* [Brief] Say how many lines below contain the word "your". The number is the entire reply.

* [Material shown]
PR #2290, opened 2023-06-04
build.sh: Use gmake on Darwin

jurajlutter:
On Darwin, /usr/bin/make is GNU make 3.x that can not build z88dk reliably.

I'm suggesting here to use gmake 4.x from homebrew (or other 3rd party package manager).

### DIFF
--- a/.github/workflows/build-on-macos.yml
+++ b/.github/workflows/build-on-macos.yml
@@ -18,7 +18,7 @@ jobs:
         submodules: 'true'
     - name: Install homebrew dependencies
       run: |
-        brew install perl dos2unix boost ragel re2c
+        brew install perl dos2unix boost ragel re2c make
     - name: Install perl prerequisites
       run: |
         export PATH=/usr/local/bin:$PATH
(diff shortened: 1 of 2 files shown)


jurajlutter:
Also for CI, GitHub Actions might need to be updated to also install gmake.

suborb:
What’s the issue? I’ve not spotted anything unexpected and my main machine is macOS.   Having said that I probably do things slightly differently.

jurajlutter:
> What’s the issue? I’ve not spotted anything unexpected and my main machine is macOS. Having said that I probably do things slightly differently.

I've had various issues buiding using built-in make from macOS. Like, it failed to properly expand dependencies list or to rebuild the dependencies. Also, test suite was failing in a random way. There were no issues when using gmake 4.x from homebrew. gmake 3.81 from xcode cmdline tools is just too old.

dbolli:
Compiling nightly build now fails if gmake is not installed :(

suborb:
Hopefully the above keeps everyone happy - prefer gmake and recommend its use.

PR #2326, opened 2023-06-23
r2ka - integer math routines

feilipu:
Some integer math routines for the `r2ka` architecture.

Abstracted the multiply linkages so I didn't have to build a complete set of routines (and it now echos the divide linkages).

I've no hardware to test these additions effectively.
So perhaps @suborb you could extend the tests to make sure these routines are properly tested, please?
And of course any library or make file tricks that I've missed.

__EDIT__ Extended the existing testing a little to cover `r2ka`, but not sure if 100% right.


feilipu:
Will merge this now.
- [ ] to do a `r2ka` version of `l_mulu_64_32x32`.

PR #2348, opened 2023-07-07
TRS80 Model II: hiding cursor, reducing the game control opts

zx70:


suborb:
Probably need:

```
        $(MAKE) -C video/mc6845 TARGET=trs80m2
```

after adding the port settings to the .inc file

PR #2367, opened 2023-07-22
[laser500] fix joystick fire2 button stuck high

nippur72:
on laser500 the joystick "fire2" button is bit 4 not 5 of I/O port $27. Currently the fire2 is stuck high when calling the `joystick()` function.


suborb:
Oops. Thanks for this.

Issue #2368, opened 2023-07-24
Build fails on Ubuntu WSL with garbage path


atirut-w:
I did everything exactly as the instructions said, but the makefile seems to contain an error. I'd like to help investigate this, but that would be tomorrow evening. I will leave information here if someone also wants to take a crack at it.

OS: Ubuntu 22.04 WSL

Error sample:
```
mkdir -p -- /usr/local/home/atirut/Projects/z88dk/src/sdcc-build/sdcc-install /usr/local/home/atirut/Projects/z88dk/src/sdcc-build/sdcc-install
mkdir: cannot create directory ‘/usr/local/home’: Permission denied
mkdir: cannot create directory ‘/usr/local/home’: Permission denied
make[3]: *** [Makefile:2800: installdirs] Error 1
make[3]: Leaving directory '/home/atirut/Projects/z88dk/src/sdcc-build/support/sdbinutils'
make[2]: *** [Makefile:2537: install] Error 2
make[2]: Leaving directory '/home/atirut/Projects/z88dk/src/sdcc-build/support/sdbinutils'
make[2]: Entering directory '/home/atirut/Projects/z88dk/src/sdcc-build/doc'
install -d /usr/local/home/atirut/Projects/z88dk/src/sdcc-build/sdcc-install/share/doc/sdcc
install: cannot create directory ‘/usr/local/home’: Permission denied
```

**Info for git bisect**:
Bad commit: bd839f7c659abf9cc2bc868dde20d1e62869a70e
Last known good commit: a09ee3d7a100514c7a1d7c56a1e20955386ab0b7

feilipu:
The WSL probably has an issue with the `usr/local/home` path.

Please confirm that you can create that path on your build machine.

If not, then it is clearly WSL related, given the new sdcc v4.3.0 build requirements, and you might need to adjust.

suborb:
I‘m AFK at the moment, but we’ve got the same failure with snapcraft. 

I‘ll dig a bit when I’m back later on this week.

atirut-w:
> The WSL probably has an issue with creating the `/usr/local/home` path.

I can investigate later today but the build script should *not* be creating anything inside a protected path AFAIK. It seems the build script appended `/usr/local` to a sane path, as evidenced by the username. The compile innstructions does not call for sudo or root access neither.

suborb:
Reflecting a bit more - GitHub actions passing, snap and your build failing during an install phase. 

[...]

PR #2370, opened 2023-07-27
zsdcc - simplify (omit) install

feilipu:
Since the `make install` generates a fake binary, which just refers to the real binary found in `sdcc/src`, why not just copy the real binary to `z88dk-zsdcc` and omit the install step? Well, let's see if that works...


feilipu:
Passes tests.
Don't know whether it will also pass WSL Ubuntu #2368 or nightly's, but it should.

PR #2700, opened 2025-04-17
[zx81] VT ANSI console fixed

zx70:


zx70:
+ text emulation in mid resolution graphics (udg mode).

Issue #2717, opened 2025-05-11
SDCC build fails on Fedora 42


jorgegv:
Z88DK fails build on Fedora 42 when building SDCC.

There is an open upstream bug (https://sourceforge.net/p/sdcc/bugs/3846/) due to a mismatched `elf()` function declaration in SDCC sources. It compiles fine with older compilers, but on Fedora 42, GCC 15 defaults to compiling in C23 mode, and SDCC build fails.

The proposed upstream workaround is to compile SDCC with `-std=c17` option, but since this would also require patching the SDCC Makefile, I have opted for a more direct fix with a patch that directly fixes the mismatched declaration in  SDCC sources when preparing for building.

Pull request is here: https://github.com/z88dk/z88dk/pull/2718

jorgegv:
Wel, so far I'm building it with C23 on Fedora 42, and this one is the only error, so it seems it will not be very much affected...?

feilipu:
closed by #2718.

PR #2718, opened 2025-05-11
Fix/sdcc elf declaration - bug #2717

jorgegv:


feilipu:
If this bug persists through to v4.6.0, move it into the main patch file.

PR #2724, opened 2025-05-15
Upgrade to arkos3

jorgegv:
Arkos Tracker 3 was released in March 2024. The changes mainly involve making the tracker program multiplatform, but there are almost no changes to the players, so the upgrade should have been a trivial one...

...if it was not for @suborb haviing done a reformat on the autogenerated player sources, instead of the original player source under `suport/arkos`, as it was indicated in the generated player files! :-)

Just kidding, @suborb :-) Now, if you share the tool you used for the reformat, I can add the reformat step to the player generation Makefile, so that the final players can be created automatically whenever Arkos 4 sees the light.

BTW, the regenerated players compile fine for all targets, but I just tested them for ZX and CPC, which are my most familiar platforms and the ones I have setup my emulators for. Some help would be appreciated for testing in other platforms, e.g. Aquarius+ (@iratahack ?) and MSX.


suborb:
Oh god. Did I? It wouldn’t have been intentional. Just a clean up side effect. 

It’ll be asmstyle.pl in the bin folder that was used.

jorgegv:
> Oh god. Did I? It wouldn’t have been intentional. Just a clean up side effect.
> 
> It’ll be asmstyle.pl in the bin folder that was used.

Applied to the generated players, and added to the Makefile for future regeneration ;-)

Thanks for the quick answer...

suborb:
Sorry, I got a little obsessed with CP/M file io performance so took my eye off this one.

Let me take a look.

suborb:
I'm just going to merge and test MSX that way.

* [Task answer] 2